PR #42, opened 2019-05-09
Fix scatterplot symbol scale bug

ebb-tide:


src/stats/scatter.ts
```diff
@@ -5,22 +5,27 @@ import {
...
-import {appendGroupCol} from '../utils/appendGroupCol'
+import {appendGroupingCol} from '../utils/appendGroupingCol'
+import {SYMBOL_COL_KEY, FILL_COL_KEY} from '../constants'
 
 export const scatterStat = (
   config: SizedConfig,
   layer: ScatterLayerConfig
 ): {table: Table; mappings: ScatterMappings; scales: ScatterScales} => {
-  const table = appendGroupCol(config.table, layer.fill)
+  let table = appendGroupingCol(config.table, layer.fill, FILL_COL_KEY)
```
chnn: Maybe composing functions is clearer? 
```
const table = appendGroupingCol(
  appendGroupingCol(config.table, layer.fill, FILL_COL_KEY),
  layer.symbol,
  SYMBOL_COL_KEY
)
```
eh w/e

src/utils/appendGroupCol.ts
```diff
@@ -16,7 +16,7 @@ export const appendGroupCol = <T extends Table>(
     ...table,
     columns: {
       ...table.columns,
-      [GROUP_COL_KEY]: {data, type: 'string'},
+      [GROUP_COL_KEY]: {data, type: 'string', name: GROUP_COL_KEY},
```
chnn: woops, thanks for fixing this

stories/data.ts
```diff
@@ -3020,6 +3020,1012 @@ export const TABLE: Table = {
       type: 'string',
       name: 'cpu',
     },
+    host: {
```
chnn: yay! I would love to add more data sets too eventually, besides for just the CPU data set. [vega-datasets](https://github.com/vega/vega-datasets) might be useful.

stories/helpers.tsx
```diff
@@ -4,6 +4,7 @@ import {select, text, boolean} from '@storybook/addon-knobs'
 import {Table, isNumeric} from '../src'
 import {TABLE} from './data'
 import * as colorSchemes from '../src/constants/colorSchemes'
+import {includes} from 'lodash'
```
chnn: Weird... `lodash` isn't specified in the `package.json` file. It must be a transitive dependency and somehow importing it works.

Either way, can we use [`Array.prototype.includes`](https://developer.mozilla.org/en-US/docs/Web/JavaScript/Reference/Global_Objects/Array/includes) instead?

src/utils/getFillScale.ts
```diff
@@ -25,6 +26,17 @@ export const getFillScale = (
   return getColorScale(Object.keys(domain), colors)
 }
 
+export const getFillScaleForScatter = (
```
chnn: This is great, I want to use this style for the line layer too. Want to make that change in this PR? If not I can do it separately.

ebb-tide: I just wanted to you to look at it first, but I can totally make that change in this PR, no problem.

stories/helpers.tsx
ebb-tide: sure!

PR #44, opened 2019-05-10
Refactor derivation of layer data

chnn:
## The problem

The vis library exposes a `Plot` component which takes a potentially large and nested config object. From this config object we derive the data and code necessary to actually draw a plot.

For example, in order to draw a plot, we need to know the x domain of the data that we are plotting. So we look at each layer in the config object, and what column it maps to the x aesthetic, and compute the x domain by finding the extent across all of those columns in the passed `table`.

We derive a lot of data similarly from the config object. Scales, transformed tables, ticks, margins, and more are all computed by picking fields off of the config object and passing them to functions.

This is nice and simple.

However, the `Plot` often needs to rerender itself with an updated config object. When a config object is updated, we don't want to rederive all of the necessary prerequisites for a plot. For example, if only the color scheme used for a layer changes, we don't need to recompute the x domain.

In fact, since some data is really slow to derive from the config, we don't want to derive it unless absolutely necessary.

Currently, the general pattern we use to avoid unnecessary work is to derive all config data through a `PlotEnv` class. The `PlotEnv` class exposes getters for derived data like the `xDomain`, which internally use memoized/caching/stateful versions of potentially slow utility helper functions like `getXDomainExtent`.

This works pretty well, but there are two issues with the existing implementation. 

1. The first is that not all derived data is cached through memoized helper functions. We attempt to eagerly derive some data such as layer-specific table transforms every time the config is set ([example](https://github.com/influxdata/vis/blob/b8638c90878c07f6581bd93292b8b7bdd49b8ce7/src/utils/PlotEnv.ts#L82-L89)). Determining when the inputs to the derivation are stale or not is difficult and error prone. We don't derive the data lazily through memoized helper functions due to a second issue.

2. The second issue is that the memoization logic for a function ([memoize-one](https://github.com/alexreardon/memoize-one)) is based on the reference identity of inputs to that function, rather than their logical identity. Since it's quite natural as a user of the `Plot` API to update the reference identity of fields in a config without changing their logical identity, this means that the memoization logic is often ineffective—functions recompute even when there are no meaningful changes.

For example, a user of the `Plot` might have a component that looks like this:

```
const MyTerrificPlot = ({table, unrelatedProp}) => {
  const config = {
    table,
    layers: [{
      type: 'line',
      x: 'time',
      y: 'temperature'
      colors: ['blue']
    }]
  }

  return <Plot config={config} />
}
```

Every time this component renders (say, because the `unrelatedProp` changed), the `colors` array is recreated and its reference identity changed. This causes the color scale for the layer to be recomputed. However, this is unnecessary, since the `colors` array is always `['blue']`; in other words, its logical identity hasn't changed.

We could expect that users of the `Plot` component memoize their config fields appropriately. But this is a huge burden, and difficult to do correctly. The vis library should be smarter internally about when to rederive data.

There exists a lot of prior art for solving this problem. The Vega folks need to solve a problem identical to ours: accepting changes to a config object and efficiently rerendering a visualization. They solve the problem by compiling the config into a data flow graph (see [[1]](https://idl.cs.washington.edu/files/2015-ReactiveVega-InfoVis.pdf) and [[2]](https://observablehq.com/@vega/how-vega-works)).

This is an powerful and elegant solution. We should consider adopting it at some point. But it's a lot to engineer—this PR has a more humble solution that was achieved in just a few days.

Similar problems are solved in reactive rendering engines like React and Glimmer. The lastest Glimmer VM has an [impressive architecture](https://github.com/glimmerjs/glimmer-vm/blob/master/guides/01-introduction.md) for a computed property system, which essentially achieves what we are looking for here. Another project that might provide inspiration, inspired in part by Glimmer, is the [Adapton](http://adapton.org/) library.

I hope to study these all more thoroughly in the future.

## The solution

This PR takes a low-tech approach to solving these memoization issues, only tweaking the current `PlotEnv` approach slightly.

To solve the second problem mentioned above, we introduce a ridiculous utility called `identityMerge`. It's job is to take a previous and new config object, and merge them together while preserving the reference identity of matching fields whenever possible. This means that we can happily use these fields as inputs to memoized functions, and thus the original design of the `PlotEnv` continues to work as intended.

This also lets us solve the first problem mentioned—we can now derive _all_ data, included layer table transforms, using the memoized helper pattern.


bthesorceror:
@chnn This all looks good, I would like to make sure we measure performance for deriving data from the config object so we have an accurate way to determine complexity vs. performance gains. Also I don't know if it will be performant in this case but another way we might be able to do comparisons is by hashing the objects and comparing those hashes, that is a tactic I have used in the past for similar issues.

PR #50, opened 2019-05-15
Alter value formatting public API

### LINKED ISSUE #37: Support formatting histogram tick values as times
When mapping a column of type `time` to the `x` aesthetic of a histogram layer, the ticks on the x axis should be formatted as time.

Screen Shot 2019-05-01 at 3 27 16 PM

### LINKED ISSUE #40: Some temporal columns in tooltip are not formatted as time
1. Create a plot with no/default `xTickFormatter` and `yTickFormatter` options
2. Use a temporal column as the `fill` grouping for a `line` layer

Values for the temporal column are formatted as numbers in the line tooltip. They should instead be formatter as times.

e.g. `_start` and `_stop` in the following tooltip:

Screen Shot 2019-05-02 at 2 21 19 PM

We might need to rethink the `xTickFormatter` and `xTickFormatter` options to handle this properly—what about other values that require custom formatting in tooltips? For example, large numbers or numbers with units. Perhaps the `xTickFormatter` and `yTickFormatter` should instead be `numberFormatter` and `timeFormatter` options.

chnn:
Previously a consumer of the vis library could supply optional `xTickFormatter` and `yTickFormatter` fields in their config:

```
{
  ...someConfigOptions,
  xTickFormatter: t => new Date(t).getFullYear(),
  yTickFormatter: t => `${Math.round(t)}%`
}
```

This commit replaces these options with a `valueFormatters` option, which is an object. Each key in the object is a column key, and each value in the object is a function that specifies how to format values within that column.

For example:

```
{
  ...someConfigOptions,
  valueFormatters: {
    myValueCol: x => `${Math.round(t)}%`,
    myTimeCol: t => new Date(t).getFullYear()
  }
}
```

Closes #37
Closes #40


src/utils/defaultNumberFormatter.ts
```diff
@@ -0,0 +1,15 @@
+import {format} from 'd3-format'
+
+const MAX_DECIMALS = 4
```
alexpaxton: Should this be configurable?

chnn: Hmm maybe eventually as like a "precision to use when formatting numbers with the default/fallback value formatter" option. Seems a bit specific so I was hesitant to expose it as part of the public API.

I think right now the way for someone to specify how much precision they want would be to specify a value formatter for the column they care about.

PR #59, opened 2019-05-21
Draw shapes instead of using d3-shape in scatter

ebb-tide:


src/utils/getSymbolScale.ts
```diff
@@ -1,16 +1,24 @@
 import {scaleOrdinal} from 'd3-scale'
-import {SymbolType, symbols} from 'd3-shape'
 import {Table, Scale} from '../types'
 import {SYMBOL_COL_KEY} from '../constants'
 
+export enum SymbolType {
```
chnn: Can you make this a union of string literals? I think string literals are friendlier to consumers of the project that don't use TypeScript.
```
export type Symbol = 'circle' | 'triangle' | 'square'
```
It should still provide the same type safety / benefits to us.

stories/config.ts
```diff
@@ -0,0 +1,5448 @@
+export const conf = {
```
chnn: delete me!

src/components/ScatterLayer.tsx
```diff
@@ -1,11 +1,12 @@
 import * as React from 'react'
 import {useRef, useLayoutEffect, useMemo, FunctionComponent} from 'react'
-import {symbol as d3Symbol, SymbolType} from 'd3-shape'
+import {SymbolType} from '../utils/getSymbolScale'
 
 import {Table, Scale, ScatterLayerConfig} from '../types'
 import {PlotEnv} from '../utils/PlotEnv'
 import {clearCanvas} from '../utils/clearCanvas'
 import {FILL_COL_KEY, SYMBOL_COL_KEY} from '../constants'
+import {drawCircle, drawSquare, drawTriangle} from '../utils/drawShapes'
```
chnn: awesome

....................

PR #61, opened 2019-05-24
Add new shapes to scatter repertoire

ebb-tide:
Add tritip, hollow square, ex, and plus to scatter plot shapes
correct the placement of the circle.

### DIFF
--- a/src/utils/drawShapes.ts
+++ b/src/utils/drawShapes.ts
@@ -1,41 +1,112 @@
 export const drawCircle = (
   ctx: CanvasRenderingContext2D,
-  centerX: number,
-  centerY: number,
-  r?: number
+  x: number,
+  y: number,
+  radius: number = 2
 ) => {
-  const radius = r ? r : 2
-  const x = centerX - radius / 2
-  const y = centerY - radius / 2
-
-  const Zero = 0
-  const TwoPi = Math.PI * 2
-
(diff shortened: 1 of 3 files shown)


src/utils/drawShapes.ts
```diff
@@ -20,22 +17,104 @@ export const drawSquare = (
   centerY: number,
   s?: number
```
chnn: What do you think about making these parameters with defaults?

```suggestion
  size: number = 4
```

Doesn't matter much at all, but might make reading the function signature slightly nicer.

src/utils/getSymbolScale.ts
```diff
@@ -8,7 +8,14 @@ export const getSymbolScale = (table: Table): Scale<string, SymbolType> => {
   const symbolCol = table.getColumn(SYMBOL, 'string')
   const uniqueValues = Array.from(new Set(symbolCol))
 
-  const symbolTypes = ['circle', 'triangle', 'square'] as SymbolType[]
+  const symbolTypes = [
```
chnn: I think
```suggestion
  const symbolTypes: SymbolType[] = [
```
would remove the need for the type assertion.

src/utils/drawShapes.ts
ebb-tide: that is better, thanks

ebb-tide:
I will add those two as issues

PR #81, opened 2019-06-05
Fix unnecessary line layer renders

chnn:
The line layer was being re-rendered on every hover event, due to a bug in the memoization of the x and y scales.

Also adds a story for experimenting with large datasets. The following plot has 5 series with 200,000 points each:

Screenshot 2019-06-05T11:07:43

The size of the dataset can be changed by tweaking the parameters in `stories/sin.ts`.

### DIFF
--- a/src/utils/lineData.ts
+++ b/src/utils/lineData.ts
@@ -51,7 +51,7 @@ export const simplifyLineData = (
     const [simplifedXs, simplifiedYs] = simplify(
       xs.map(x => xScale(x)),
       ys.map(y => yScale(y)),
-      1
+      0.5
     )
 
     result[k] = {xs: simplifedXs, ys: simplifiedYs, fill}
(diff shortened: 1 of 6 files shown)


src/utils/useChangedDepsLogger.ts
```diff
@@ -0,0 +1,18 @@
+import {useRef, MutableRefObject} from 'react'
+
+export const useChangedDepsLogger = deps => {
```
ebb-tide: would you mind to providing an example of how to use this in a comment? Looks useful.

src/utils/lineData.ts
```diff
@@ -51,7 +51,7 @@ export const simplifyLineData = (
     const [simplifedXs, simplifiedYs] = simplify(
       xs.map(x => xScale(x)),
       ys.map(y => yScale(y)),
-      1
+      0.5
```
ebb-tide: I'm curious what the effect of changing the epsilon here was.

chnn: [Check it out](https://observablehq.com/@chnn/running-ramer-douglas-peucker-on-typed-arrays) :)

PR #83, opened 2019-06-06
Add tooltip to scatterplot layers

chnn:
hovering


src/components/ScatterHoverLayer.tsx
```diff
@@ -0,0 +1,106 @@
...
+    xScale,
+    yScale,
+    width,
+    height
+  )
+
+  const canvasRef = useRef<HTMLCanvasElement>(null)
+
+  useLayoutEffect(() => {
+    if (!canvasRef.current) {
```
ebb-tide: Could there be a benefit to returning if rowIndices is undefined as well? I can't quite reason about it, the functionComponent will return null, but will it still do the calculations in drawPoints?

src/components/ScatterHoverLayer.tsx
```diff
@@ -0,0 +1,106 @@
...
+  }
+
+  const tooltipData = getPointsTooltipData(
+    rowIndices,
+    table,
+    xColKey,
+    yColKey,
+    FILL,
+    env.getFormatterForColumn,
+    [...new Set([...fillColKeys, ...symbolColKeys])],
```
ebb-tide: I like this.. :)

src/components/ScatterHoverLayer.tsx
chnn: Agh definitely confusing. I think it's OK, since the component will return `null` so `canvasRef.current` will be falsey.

....................

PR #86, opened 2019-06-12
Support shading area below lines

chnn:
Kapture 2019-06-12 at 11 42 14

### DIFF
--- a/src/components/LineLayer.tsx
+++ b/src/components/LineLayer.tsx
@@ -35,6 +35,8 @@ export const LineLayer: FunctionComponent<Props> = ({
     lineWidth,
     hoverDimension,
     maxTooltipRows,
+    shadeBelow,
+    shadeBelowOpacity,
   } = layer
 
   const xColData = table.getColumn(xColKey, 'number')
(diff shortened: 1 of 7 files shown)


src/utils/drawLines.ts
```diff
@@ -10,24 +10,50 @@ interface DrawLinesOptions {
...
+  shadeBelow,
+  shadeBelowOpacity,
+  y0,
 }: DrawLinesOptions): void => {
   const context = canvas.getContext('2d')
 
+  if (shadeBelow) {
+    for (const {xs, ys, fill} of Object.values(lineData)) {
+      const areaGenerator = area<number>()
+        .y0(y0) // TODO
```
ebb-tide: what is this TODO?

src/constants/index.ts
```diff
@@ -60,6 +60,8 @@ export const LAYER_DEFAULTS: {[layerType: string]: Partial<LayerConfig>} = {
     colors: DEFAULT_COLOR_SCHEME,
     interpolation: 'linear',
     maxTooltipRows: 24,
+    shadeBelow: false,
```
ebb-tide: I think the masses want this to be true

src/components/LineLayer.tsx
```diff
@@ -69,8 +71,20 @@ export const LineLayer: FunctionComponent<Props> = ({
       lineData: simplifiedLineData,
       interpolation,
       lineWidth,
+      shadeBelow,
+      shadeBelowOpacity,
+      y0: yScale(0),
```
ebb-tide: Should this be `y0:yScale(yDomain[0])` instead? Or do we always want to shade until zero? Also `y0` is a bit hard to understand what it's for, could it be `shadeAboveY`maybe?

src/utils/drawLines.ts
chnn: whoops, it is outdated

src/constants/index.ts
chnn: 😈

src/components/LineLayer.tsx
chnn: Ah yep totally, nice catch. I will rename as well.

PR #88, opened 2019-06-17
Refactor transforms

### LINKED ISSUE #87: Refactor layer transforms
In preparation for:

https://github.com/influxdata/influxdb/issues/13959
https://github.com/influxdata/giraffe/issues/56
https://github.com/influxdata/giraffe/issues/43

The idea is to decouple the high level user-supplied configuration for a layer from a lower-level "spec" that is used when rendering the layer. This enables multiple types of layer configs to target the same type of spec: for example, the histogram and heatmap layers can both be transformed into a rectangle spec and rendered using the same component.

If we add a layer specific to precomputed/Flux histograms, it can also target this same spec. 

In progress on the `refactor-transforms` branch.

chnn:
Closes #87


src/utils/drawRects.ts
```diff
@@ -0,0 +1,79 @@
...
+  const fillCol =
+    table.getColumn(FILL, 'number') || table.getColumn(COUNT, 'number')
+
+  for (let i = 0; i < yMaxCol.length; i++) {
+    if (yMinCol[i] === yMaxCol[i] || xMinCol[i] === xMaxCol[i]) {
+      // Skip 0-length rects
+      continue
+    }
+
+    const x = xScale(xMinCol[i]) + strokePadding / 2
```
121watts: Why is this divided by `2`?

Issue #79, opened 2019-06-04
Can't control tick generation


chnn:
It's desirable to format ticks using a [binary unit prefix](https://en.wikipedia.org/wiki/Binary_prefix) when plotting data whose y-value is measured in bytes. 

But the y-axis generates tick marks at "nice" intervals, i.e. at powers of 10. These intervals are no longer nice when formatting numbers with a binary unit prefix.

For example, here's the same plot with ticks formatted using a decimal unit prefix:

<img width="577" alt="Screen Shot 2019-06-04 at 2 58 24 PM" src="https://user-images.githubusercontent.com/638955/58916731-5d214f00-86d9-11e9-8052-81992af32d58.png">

....................

* What to do: Of all the entries above, output exactly the lines between the one holding "chnn: Ah yep" and the one holding "https://github.com/influxdata/giraffe/issues/56", inclusive.

* Answer:
chnn: Ah yep totally, nice catch. I will rename as well.

PR #88, opened 2019-06-17
Refactor transforms

### LINKED ISSUE #87: Refactor layer transforms
In preparation for:

https://github.com/influxdata/influxdb/issues/13959
https://github.com/influxdata/giraffe/issues/56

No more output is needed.